My rating: 3.5/5 stars.

This page contains affiliate links. Read our full disclosure here.

BOOK TOUR Review: “The Alienation of Courtney Hoffman” by Brady Stefani

The Alienation of Courtney Hoffman by Brady Stefani

A review by Domoni.

When Courtney was seven years old, her grandfather, the person she adored the most, tattooed her and then tried to drown her. Two weeks later, crazy and raving about aliens, he kills himself in a bathtub. Now Courtney is 15 years old and still struggles with the trauma from her childhood. She is terrified of the dark and has nightmares about aliens, except when she’s awake they are still there.

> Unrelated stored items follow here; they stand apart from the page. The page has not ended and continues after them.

PR #3288, opened 2026-06-29
fix: Enforce per-product ownership on v3 products batch endpoint.

MdAsifHossainNadim:
### All Submissions:

* [x] My code follow the [WordPress' coding standards](https://make.wordpress.org/core/handbook/best-practices/coding-standards/)
* [x] My code satisfies feature requirements
* [ ] My code is tested — no automated test in this PR (see **Test scope**); manual REST steps provided
* [ ] My code passes the PHPCS tests — not run locally (dev deps absent); CI PHPCS will verify
* [x] My code has proper inline documentation

### Changes proposed in this Pull Request:

**Problem** — automated WordPress.org security scan (`dokan-lite 5.0.6`), tracked as `getdokan/dokan-pro#5818`.

The `dokan/v3/products/batch` REST route authorized callers with a **capability-only** check — `batch_items_permissions_check()` → `current_user_can( 'dokan_edit_product' )` — whereas the single-item update route (`/products/(?P<id>)`) *also* verifies **ownership** via `check_permission()` → `dokan_is_product_author()`. The scanner flagged this asymmetry as a broken-authorization / IDOR risk: an authenticated vendor could submit **another vendor's** product ID in a batch `update`/`delete`.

Her parents are divorced and Courtney’s father isn’t really interested in much; Courtney’s mother has no time or patience for what Courtney is going through, so she has her committed.  Medication and a summer at Dad’s, and Courtney is feeling better and has seen no aliens, until she goes home and it all comes back. Courtney needs answers and when she meets the girl she thought was her imaginary friend, she may finally be on the path to find them. Is Courtney crazy like her grandfather, or are the aliens real and does her bloodline mean she is destined for more?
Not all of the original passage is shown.